Untitled Notes

After the stop codon, the sequence solely contributes to protein coding.
Codons are essential for this process, while RNA caps and tails serve protective functions.
- Caps and tails protect RNA from damage and act as recognition sites.

Questions were raised about a specific quiz discussing mutations.
- Main point of confusion was between insertion/deletion and point/frame shift mutations.
- Insertion or Deletion: Refers to the addition or removal of nucleotides.
- Point Mutation: A single base change, while a Frame Shift Mutation shifts the reading frame due to insertions or deletions that are not in multiples of three.
Clarification on identifying mutations in sequences:
- Multiple point mutations can occur in the same gene.
- Chromosomal mutations require the full chromosome structure to identify significant changes like duplications or deletions of large segments.
- Recognizing chromosomal mutations involves identifying disruptions within larger structural elements of DNA.

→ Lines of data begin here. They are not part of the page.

PR #255, opened 2016-12-25
Remove opaleye sqlite package

xldenis:
This is a fairly radical change so I understand if you don't want to go through with it. 

I've gone ahead and removed the entire sqlite subtree since at multiple times comments indicating that it is no longer developed have been made. It also seems that the code suffers of heavy duplication of the psql implementation... Seemingly indicating that it could be better abstracted or would benefit from waiting for backpack? 

If anything we can have a discussion about the future of opaleye-sqlite (which I find to be a cool idea).


tomjaguarpaw:
Let's definitely *not* remove opaleye-sqlite!  It implicitly contains
important info about what needs to be cahnged in Opaleye to get ti to work
with sqlite.

xldenis:
Sorry for the delay in responding, I had some family issues over this holiday season. 

>  It implicitly contains
important info about what needs to be cahnged in Opaleye to get ti to work
with sqlite.

Since we have everything versioned in git that information wouldn't be lost, it would be a matter of pulling up the correct revision. It seems to me that `opaleye-sqlite` is for all intents and purposes dead-code which confusingly shares much of the same module names... Its not easy to tell where the codebases share things and where they diverge.

If sqlite is kept and development continues what I'd like to see is the ability to have the same code execute on either an sqlite _or_ a postgres database (ie be agnostic to the actual underlaying db)... Of course only the common subset of SQL could be used like that if you want to use JSON operators then you'd have to guarantee a Postgres connection at the type level.

ocharles:
I'm in favour of the idea in this pull request, but it would be better to split out `opaleye-sqlite` into a separate repository (preserving the history, this can be done with Git subtree tools). Right now I constantly end up opening SQLite files when I work on `opaleye`

tomjaguarpaw:
I'm not entirely sure why I made `opaleye-sqlite` a subdirectory.  Maybe because it was simply the most convenient thing. Anyway, @merijn has shown some interest in taking over opaleye-sqlite so he should be part of the discussion.

merijn:
I've only had limited time to actually get started with this, but hopefully should have some more time now. I definitely think `opaleye-sqlite` should move to a separate repository at some point, if it's going to useful. But before such a move it'd be best to first sort out how to keep opaleye-sqlite in sync with opaleye. Such as, is there any common code that could be shared between the sqlite and postgres versions to reduce duplication of maintenance, etc.

I'll have some more useful comments (hopefully?) after I've spend a bit more time seeing what needs fixing/updating in the sqlite version.

xldenis:
Should we close this PR and open an issue instead?

tomjaguarpaw:
Seems like a good idea to make it an issue.

@merijn: I suggest you check out a version of the repo from the commit that last touched opaleye-sqlite and then do a diff to see what differed between the two trees.  Then hopefully you can port the differences to the current opaleye.  Finally, we will be able to do another diff to see what code we can share.

xldenis:
I've created an issue.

Longer poly(A) tails lead to quicker breakdown of mRNA, reducing the time mRNA remains available for translation.
- Comparison made to tags: longer tags (poly(A) tails) are more prominent to degradation enzymes, leading to faster mRNA degradation.
Ubiquitin is mentioned as a protein tagging mechanism that does not apply to mRNA native complexes, but serves as an example of how molecular tagging can signal for degradation.

Upcoming exams will cover specific chapters:
- Exam 3: Chapters 15, 16, and 17.
- Upcoming review sessions outside of regular classes for better preparation.
- Cumulative materials will also be included from prior chapters.
- Notation on how to approach previous exams for review: understanding answers and reasoning behind correct/incorrect choices.

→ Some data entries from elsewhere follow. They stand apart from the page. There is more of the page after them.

PR #268, opened 2017-02-10
Stackage lts 7.19

WillSewell:
I wanted to make this compatible with `aeson-1.1.*`. In doing so I did a stackage lts upgrade because it was quite out of date. I also updated the relevant upper bounds.

I can remove the last commit if you would prefer (and you are happy with the tests passing).

### DIFF
--- a/opaleye-sqlite/src/Opaleye/SQLite/Internal/PackMap.hs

Introns are noncoding segments that must be removed as they can disrupt protein folding; exons are coding regions that can be expressed but may also undergo alternative splicing for unique protein products.
- Introns and exons are exclusive to eukaryotic cells; prokaryotes utilize operons instead.

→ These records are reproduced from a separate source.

PR #277, opened 2017-03-02
Add 'exact' ordering method

### LINKED ISSUE #276: Possible addition: `exactOrder`
**Background**: I'm using Opaleye to write queries as a backend for a Haxl data source. Haxl requires me to run a query giving multiple results, and then fill up some `MVars` with the results from the query.

**Problem**: Haxl does *not* order the `MVars` in any specified way, and you cannot depend on an ordering. Haxl gives you a list of MVars. You must always fill the right `MVar` with the right data result, but the order of the list is not specified. As a result, **I need to return a list of results in an arbitrary order, based on the input list**.

For example, if I write some Haxl code like this:

```haskell
k :: GenHaxl () [String]
k = do
  u1 <- getUserNameById 1
  u2 <- getUserNameById 2
  return [u1, u2]
```

I expect the code to give back the name of the first user, and then the name of the second user. **But**, internally, when I fetch from my data source and Haxl calls my backend, **I might get the MVars to fill in a different order than `[u1, u2]`**. In other words: Haxl would give me a list of MVars, with length 2, but the first MVar in the list needs to have the *second* result (`u2`), and the second MVar needs to have the first result (`u1`).

Note that this is an implementation detail: while the above `k` function would, in fact, return the results in the right order you'd expect, it is simply the backend to Haxl that might get the results out of order.

---

More concretely: I want to run a query like this:

```sql
select name from person
  where (id = 2) or (id = 1)
  order by (id=2, id=1) desc;
```

Assuming there are two columns `name :: PGText` and `id :: PGInt4`, with two entries `(1, "Austin")` and `(2, "Tom")`, the above query will actually return them in reverse order (Tom first, then Austin).

The above query can be extended to any general ordering, it doesn't matter; for example, `order by (id=3, id=1, id=2 desc)` will give you the results in the order `[3, 1, 2]`. This is exactly what is needed for Haxl: I need to look over the list, get the parameters for the query, and then order the results according to the list of MVars.

-------

Possible addition:

```haskell
-- | Perform an exact ordering on the result of a query, the
-- ordering determined by the order of the provided @'NL.NonEmpty'@.
exactOrder :: NL.NonEmpty (Column b) -> (a -> Column b) -> Order a
exactOrder xs k = O.Order $ flip fmap k $ \col ->
  let listOrder = O.ListExpr $ flip NL.map xs $ \b ->
        O.BinExpr (O.:==) (O.unColumn col) (O.unColumn b)
  in
  [(O.OrderOp O.OpDesc O.NullsFirst, listOrder)]
```

This roughly translates to the above query, though larger. It has the same style of API as the other order combinators, although it uses a `NonEmpty`, because `ListExpr` requires a `NonEmpty`. Here's an example from a simple database of mine, a live query run with Haxl:

```sql
SELECT "name1_1" as "result1_2"
FROM (SELECT *
      FROM (SELECT *
            FROM (SELECT *
                  FROM (SELECT "id" as "id0_1",
                               "name" as "name1_1",
                               "age" as "age2_1",
                               "address" as "address3_1"
                        FROM "wednesday"."person" as "T1") as "T1"
                  WHERE ((FALSE OR (2 = ("id0_1"))) OR (1 = ("id0_1")))) as "T1"
            ORDER BY (("id0_1") = 2,("id0_1") = 1) DESC NULLS FIRST) as "T1") as "T1"
```

As you can see, Haxl requested I give the results in the order `[2, 1]`.

---

**Notes**: The above query, for me, translates directly to a bitmap scan, though I don't know if this is really significant: the dataset is small (a few dozen rows), and I'm only querying 2-5 IDs at a time right now in a randomly specified order. I don't even have indexes.

The alternative query I've seen floated for the ("I need to order the query results in an arbitrary way") above is this:

```sql
SELECT name FROM person
  LEFT JOIN (VALUES (2,1),(1,2)) as x(id,ordering) on x.id = person.id
  order by x.ordering;
```

This does a clever `LEFT JOIN` over the values: Postgres will turn this into a Hash join. For my queries this is actually slower; but again I'm running over *very* tiny datasets and indexes as I'm learning, so it's entirely possible that the above join will largely win out over this. However, it's also a bit trickier to write and this is literally the first time I've used Opaleye, so, I don't know exactly how you'd like to do this.

thoughtpolice:
Closes #276

### DIFF
--- a/Test/Test.hs
+++ b/Test/Test.hs
@@ -532,6 +532,15 @@ testOrderBySame :: Test
 testOrderBySame = it "" $ queryShouldReturnSortBy (O.desc fst <> O.asc fst)
                                (flip (Ord.comparing fst) <> Ord.comparing fst)
 
+testOrderExact :: Test
+testOrderExact = it "" $ testH (O.orderBy (O.exact cols snd) table1Q) (result `shouldBe`)
+  where cols   = map O.constant [300,200::Int]
+        result = [ (2::Int, 300::Int)
+                 , (1, 200)
+                 , (1, 100)
+                 , (1, 100)
+                 ]
+
 limitOrderShouldMatch :: (Query (Column O.PGInt4, Column O.PGInt4) -> Query (Column O.PGInt4, Column O.PGInt4))
            -> ([(Int, Int)] -> [(Int, Int)]) -> (PGS.Connection -> Expectation)
 limitOrderShouldMatch olQ ol = testH (olQ (orderQ table1Q))
@@ -985,6 +994,7 @@ main = do
         testOrderBy
         testOrderBy2
         testOrderBySame
+        testOrderExact
       describe "count" $ do
         testCountRows0
         testCountRows3
--- a/src/Opaleye/Internal/Order.hs
+++ b/src/Opaleye/Internal/Order.hs
@@ -1,5 +1,9 @@
 module Opaleye.Internal.Order where
 
+import           Data.Function (on)
+
+import qualified Data.List.NonEmpty as NL
+
 import qualified Opaleye.Column as C
 import qualified Opaleye.Internal.Column as IC
 import qualified Opaleye.Internal.Tag as T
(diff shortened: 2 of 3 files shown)


tomjaguarpaw:
This is great stuff.  A few suggestions:

* It's probably better to use `:=` than `:==` (although now I think about it I don't know why we even have `:==`).

* I suggest you make the first argument `[IC.Column b]` and run `nonEmpty :: [a] -> Maybe (NonEmpty a)` on it.  In the `Nothing` case just return `mempty`.

* Is this technically correct: "in this case, any clauses after the exact ordering are applied only to the results which were not exactly ordered"?  I would assume that clauses after the exact ordering are applied to the exactly ordered rows in the case there is more than one row with any given column value (which can happen if the column we are exactly ordering on is not `UNIQUE`).

* Question: is `HPQ.OrderOp HPQ.OpDesc HPQ.NullsFirst` used, or is it a redundant dummy value that's ignored and only needed because of the structure of the AST?  If the latter, could you insert a comment to that effect?

Otherwise it looks great.  If you address those points I'm happy to merge.

thoughtpolice:
I've pushed an updated commit that addresses 1, 2, and 4. Regarding 4, I left a comment in the code, but briefly: yes, `DESC` is mandatory, and as a result some ordering on the null values is too (because `OrderOp` requires a value for both `OrderDirection` and `OrderNulls`).

I'll double check point 3 soon and get back on it.

tomjaguarpaw:
Oh, and

* There should be a test for this.  Somewhere around [the order tests](https://github.com/tomjaguarpaw/haskell-opaleye/pull/277#issuecomment-283820011) should be good.  Ideally I'd like everything to have property tests but they're rather laborious to write in practice.

tomjaguarpaw:
This is a great PR and I'd like to get it merged ASAP.  Could you add a test? Then I'm happy to merge.

thoughtpolice:
Yeah, sorry about that. I'll clarify point 3, I've been working on something else the past day or so...

thoughtpolice:
And add the test, of course

tomjaguarpaw:
That's no problem.  48 hours to the first PR is a new Opaleye record I
think!

thoughtpolice:
There's now a test, and I also updated the method name: it's now `exact`, as I found `exactOrder` a bit redundant, and I don't find that *too* rude of a name clash. (Well, no more rude than `asc` or `desc` might already be -- but if they are people are qualifying it anyway I imagine).

Still need to update the docs and double check 3 still, sorry. So wait one tiny bit longer.

tomjaguarpaw:
OK, thanks.

thoughtpolice:
I double checked and confirmed you were right; e.g. with the example from #276, running

```
SELECT * from person
  ORDER BY (address='Knowhere'), "age" DESC NULLS FIRST;
```

does indeed use the second clause to tiebreak, as `address` is not `UNIQUE`. I'm still getting used to SQL (I'm a baby) so I should have expected this I suppose. :)

I've simply deleted the offending paragraph from the documentation, since it's otherwise unnecessary (.e.g you would expect `exact` to work just as any other `ORDER BY`, so there is no need to call this out).

Thus, this is ready to merge!

tomjaguarpaw:
This is really great, thanks a lot.  I'm impressed by how quickly you have picked up Opaleye.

An operon consists of multiple genes that are regulated together, allowing for coordinated expression.
- Includes promoter sequences and regulatory sites.
- Diferentiation arises from the single gene promoter interaction seen in eukaryotes versus multi-gene structures in prokaryotes.

Phosphofructokinase is a key enzyme in glycolysis that incorporates phosphates from ATP into fructose-6-phosphate.
Allosteric sites on enzymes can affect their function:
- ATP acts as a non-competitive inhibitor while ADP acts as an activator, affecting glycolysis rate.
- This reflects feedback regulation where the concentration of ATP and ADP adjust enzyme activity.

Glucose presence impacts overall transcription regulation in operons.
- The levels of cyclic AMP (cAMP) and the CAP protein alter the transcription rate based on glucose availability.
- Lactose operon exemplifies two regulatory inputs: the presence of lactose turns transcription ‘on’, while glucose levels influence efficiency.

Tumor suppressor genes, such as p53, prevent cell growth. Mutations can lead to loss of control, while proto-oncogenes (normal genes) can become oncogenes through mutations that regulate growth and division.
Both types of mutations are necessary for full tumor development and uncontrolled cell growth.
Terminology clarification on checkpoints: malignant tumors arise when all critical growth controls are disrupted, while benign tumors maintain some level of regulation.